Инженер честно попытался внять совету, хотя в общих чертах уже понял, что было не так в картинке уходящего в море сторожевого катера — вернее, в небритом пехотинце, что стоял на его корме.

Неправильно было то, что они со Шлоссенбергом вообще его видели — как, несомненно, и все, кто смотрел в этот момент в нужную сторону. На месте беглеца, даже будучи одетым в чужую униформу, Курт Штирер постарался бы забиться в самую узкую щель в самом дальнем и темном уголке трюма. Но беглец спокойно торчал на виду у всех, в том числе и у команды катера, и даже имел наглость салютовать Шлоссенбергу.

Как, во имя всего святого, это ему удалось?! Ведь он же не знает немецкого, верно? Прикинулся глухонемым? Бред! Капитан катера мог быть идиотом, не говоря уже о его подчиненных, но, майн готт, не до такой же степени!

Значит, немецким этот оборотень все-таки владел, причем владел достаточно хорошо для того, чтобы ввести команду катера в заблуждение. Ведь ему пришлось говорить много и убедительно, когда его обнаружили на борту, и, судя по тому, как он картинно, ни от кого не скрываясь, торчал рядом с флагштоком, ему блестяще удалось обвести капитана вокруг пальца.

На минуту Штирер задумался, не понимая, почему это так взволновало Хайнриха. Ну знает немецкий, и что с того? Хорошо учился в школе и, вполне возможно, углубил свои познания в университете — что в этом страшного?

И вдруг он испытал так удачно описанное Шлоссен-бергом ощущение, действительно напоминавшее оглушительный удар по уху тяжелой мокрой доской. Оно было вызвано воспоминанием о том вечере, когда они вот так же сидели в этом самом кабинете. Правда, на диванчике, где сейчас разместился Курт, тогда сидел доктор Крюгер. Потом доктор ушел, а Хайнриха вдруг повело откровенничать, описывая блистательные планы фюрера, связанные с ролью бункера в новом этапе наступления войск рейха на русский Север. А пленный русский моряк все это время стоял здесь же, у стены, рядом с диваном, с тупым и сонным видом человека, не понимающего ни слова из того, что говорят присутствующие, и просто наслаждающегося теплом и относительным комфортом — ковры, мягкий свет, полное отсутствие необходимости работать…

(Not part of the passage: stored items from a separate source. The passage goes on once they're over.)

PR #2830, opened 2023-08-28
[FIX] clipboard: copy/paste of CF in another sheet

hokolomopo:
## Description

There was an issue when copying/pasting a cell with a CF in another sheet. In the other sheet, a new CF was created with the same id as the original CF. This works fine when copy/pasting a CF for the first time. But after that, if the user were to modify the CF in the original sheet, a second copy/paste would overwrite the CF in the other sheet with the new changes.

This commit changes a bit the strategy for copy/pasting CFs in another sheet. Instead of always creating a new CF with the same id, the plugin tries to find a CF with the same rule in another sheet to put the copied cells into. If no CF with the same rule is found, then a new one with a new Id is created.

Task:

## Description:

Task: : [3479451](https://www.odoo.com/web#id=3479451&action=333&active_id=2328&model=project.task&view_type=form&cids=1&menu_id=4720)

## review checklist

- [ ] exportable in excel
- [ ] unit tested
- [ ] clean commented code
- [ ] track breaking changes

### DIFF
--- a/src/helpers/misc.ts
+++ b/src/helpers/misc.ts
@@ -248,3 +248,27 @@ export function isDefined<T>(argument: T | undefined): argument is T {
 }
 
 export const DEBUG: { [key: string]: any } = {};
+
+/**
+ * Compares two objects.
+ */
+export function deepEquals<T extends Object>(o1: T, o2: T): boolean {
+  if (o1 === o2) return true;
+  if ((o1 && !o2) || (o2 && !o1)) return false;
+
+  // Objects can have different keys if the values are undefined
+  const keys = new Set<string>();
+  Object.keys(o1).forEach((key) => keys.add(key));
+  Object.keys(o2).forEach((key) => keys.add(key));
+
+  for (let key of keys) {
+    if (typeof o1[key] !== typeof o1[key]) return false;
+    if (typeof o1[key] === "object") {
+      if (!deepEquals(o1[key], o2[key])) return false;
+    } else {
+      if (o1[key] !== o2[key]) return false;
+    }
+  }
+
+  return true;
+}
--- a/src/helpers/misc.ts
+++ b/src/helpers/misc.ts
@@ -252,9 +252,11 @@ export const DEBUG: { [key: string]: any } = {};
 /**
  * Compares two objects.
  */
-export function deepEquals<T extends Object>(o1: T, o2: T): boolean {
+export function deepEquals(o1: any, o2: any): boolean {
   if (o1 === o2) return true;
   if ((o1 && !o2) || (o2 && !o1)) return false;
+  if (typeof o1 !== typeof o2) return false;
+  if (typeof o1 !== "object") return o1 === o2;
 
   // Objects can have different keys if the values are undefined
   const keys = new Set<string>();
--- a/src/plugins/ui/evaluation_conditional_format.ts
+++ b/src/plugins/ui/evaluation_conditional_format.ts
@@ -1,6 +1,13 @@
 import { parsePrimitiveContent } from "../../helpers/cells";
-import { colorNumberString, isInside, recomputeZones, toXC, toZone } from "../../helpers/index";
-import { clip, isDefined } from "../../helpers/misc";
+import {
+  colorNumberString,
+  isInside,
+  recomputeZones,
+  toXC,
+  toZone,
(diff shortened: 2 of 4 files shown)


anhe-odoo (commented):
The fix loog good to me, nice idea :) I juste have a small comment for the deepEquals method and, as it can be a really useful method in the future, I think it can be a good idea to add some "general" tests for this methods :)

src/helpers/misc.ts
```diff
@@ -248,3 +248,31 @@ export function isDefined<T>(argument: T | undefined): argument is T {
 }
 
 export const DEBUG: { [key: string]: any } = {};
+
+/**
+ * Compares two objects.
+ */
+export function deepEquals<T extends Object>(o1: T, o2: T): boolean {
+  if (o1 === o2) return true;
+  if ((o1 && !o2) || (o2 && !o1)) return false;
```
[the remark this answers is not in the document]
hokolomopo: 1) Do XOR even exist in JS ?
2) It would probably be harder to read for anyone that didn't use XOR regularely (like me)

src/helpers/misc.ts
```diff
@@ -248,3 +248,31 @@ export function isDefined<T>(argument: T | undefined): argument is T {
...
+  for (let key of keys) {
+    if (typeof o1[key] !== typeof o1[key]) return false;
+    if (typeof o1[key] === "object") {
+      if (!deepEquals(o1[key], o2[key])) return false;
+    } else {
+      if (o1[key] !== o2[key]) return false;
+    }
+  }
+
+  return true;
```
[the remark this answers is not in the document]
hokolomopo: Yeah the method wasn't inteded to compare simple types at first, but `<T extends Object>` doen't prevent to use the method for simple types. Will add that + some tests

src/plugins/ui/evaluation_conditional_format.ts
```diff
@@ -484,11 +492,26 @@ export class EvaluationConditionalFormatPlugin extends UIPlugin {
...
+    const cfInTarget = this.getters
+      .getConditionalFormats(targetSheetId)
+      .find((cf) => areConditionalFormatEquivalents(originCF, cf));
+
+    if (cfInTarget) {
+      return cfInTarget;
+    }
+
+    const cf = { ...originCF, id: this.uuidGenerator.uuidv4(), ranges: [] };
+    this.dispatch("ADD_CONDITIONAL_FORMAT", { cf, target: [], sheetId: targetSheetId });
```
LucasLefevre, line 514: this method is called `getBrol` but actually contains a side-effect (dispatch).
I'd move the dispatch outside.

src/helpers/misc.ts
```diff
@@ -248,3 +248,33 @@ export function isDefined<T>(argument: T | undefined): argument is T {
...
+}
+
+export function areConditionalFormatEquivalents(cf1: ConditionalFormat, cf2: ConditionalFormat) {
```
LucasLefevre, line 278: I'd keep it inside the CF file if it's used only there (and it's quite specific to CF)

tests/plugins/clipboard.test.ts
```diff
@@ -1292,6 +1292,41 @@ describe("clipboard", () => {
...
+    const sheet2Id = model.getters.getSheets()[1].id;
+
+    const cf = createEqualCF("2", { fillColor: "#00FF00" }, "cfId");
+    model.dispatch("ADD_CONDITIONAL_FORMAT", {
+      cf,
+      target: target("A1"),
+      sheetId: sheet1Id,
+    });
+
+    model.dispatch("COPY", { target: [toZone("A1")] });
```
LucasLefevre, line 1308:
```suggestion
    model.dispatch("COPY", { target: target("A1") });
```
To be consistent with 3 lines above ^^

LucasLefevre (commented):
Nice :)
Only minor details

src/plugins/ui/evaluation_conditional_format.ts
hokolomopo: The best part is that this dispatch is 100% useless, it is not dispatched because the allowDispatch prevent dispatching a CF with empty ranges :upside_down_face:

LucasLefevre (approved):
robodoo r+ rebase-ff :)

PR #2853, opened 2023-09-05
[FIX] GridOverlay: Hovering over a figure should not open popovers

dhrp-odoo:
## Description:

Previously, when hovering over the chart, the cell popover would erroneously open. This issue occurred because `updateMousePosition` assigned the `clientX` and `clientY` values, and `getPosition` found the cell's position, creating a bug when hovering over the chart.

To address this problem, a conditional check has been added to ensure that `gridRef` is equal to the event target.

Task: : [3475001](https://www.odoo.com/web#id=3475001&action=333&active_id=2328&model=project.task&view_type=form&cids=1&menu_id=4720)

## review checklist

- [ ] exportable in excel
- [ ] unit tested
- [ ] clean commented code
- [ ] track breaking changes

### DIFF
--- a/src/components/grid_overlay/grid_overlay.ts
+++ b/src/components/grid_overlay/grid_overlay.ts
@@ -47,9 +47,11 @@ function useCellHovered(
     }
   }
   function updateMousePosition(e: MouseEvent) {
-    x = e.offsetX;
-    y = e.offsetY;
-    lastMoved = Date.now();
+    if (gridRef.el === e.target) {
+      x = e.offsetX;
+      y = e.offsetY;
+      lastMoved = Date.now();
+    }
   }
 
   function recompute() {
--- a/tests/components/figure.test.ts
+++ b/tests/components/figure.test.ts
@@ -31,7 +31,7 @@ let fixture: HTMLElement;
 let model: Model;
 let sheetId: UID;
 
-function createFigure(
+export function createFigure(
   model: Model,
   figureParameters: Partial<CreateFigureCommand["figure"]> = {},
   sheetId: UID = model.getters.getActiveSheetId()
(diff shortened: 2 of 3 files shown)


src/components/grid_overlay/grid_overlay.ts
```diff
@@ -59,17 +59,23 @@ function useCellHovered(
     }
   }
 
+  function shouldUpdateMousePosition(e: MouseEvent) {
+    if (gridRef.el === e.target) {
+      return updateMousePosition(e);
+    }
```
hokolomopo, line 65: Put the condition inside `updateMousePosition`. 
1) it's 2 lines
2) we expect a function named "should..." to return a boolean, not to update the position if needed

tests/components/figure.test.ts
```diff
@@ -40,8 +40,8 @@ function createFigure(
     id: "someuuid",
     x: 1,
     y: 1,
-    height: 100,
-    width: 100,
+    height: 200,
+    width: 200,
```
hokolomopo, line 44: use the `figureParameters` argument instead of modifying the default value and having to change a random test that has nothing to do with what you're fixing...

tests/components/grid.test.ts
```diff
@@ -868,6 +869,18 @@ describe("error tooltip", () => {
     expect(document.querySelector(".o-error-tooltip")).not.toBeNull();
   });
 
+  test("Hovering over a figure should not open popovers", async () => {
+    createFigure(model);
+    await nextTick();
+    setCellContent(model, "C3", "[label](url.com)");
+
+    triggerMouseEvent(".o-figure", "mousemove", 192, 46); // C3 cell is at 192, 46
```
hokolomopo, line 877: If we ever change `DEFAULT_CELL_WIDTH/HEIGHT` this will break. Always use constants when possible.

dhrp-odoo: @hokolomopo, I've put into effect the recommended suggestions.

hokolomopo (commented):
@robodoo r+

PR #2854, opened 2023-09-06
[FIX] grid: hover cell wrongly used event.offset

hokolomopo:
## Description

The `useCellHovered` hook used the `event.offsetX` and `event.offsetY` to determine the hovered cell. This is wrong because the offset is relative to the target element, and thus was wrong when the user hovered something like a chart.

Теперь этот хитрый мерзавец сбежал. И неважно, выжил он или нет, суждено ли ему добраться до своих и поверит ли русское командование его рассказу. Единственное, что имеет значение, — это то, что он МОЖЕТ добраться и рассказать, а его командиры МОГУТ если не поверить его рассказу, то хотя бы принять полученную информацию к сведению и подвергнуть тщательной проверке. И проверка может дать положительный результат, и это в перспективе — кстати, не столь уж отдаленной — может привести к обнаружению и, вполне возможно, уничтожению объекта «Волчье логово», с которым фюрер связывает такие большие надежды.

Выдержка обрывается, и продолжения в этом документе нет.